- _Material shown_
================================
PR #100, opened 2019-05-16
Transformer to reduce the image dimension

pablomm:
Created a transformer which receives a multivariate function from R^n->R^d and applies a vectorial
norm to reduce the image dimension to 1.

There are two version of the transformer, a procedural one and a sklearn style transformer.

I put the functions in skfda.preprocessing.dim_reduction, but maybe there is a better place.


pablomm:
It is used in the multivariate version of the Lp norm (in process), I can move it to the `metrics` module.
I though that in cases like the study of the velocity of trajectories (the euclidean norm of the derivative) would be useful as a preprocessing step in a pipeline.

vnmabus:
It seems too specific to be a transformer I think. But the function should be available in metrics.

pablomm:
Do I keep the sklearn like version?

vnmabus:
I do not think it is necessary.

pablomm:
I moved the vectorial norm to `metrics.py` and the `norm_lp` and `lp_distance` now accept functions from R to R^k.

skfda/misc/metrics.py
```diff
@@ -54,12 +55,66 @@ def _cast_to_grid(fdata1, fdata2, eval_points=None):
...
+            and if p is -inf it is applied min(abs(x)). See numpy.linalg.norm
+            to more information. Defaults to 2.
+
+    Returns:
+        (:class:`FDatagrid`): FDatagrid with image dimension equal to 1.
+
+    Examples:
+
+        >>> from skfda.datasets import make_multimodal_samples
+        >>> from skfda.preprocessing.dim_reduction import vectorial_norm
```
pablomm:
```suggestion
        >>> from skfda.misc.metrics import vectorial_norm
```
================================
- _Exercise prompt_
Exactly as they appear above, return all of the records.

- _Exercise answer_
PR #100, opened 2019-05-16
Transformer to reduce the image dimension

pablomm:
Created a transformer which receives a multivariate function from R^n->R^d and applies a vectorial
norm to reduce the image dimension to 1.

There are two version of the transformer, a procedural one and a sklearn style transformer.

I put the functions in skfda.preprocessing.dim_reduction, but maybe there is a better place.


pablomm:
It is used in the multivariate version of the Lp norm (in process), I can move it to the `metrics` module.
I though that in cases like the study of the velocity of trajectories (the euclidean norm of the derivative) would be useful as a preprocessing step in a pipeline.

vnmabus:
It seems too specific to be a transformer I think. But the function should be available in metrics.

pablomm:
Do I keep the sklearn like version?

vnmabus:
I do not think it is necessary.

pablomm:
I moved the vectorial norm to `metrics.py` and the `norm_lp` and `lp_distance` now accept functions from R to R^k.

skfda/misc/metrics.py
```diff
@@ -54,12 +55,66 @@ def _cast_to_grid(fdata1, fdata2, eval_points=None):
...
+            and if p is -inf it is applied min(abs(x)). See numpy.linalg.norm
+            to more information. Defaults to 2.
+
+    Returns:
+        (:class:`FDatagrid`): FDatagrid with image dimension equal to 1.
+
+    Examples:
+
+        >>> from skfda.datasets import make_multimodal_samples
+        >>> from skfda.preprocessing.dim_reduction import vectorial_norm
```
pablomm:
```suggestion
        >>> from skfda.misc.metrics import vectorial_norm
```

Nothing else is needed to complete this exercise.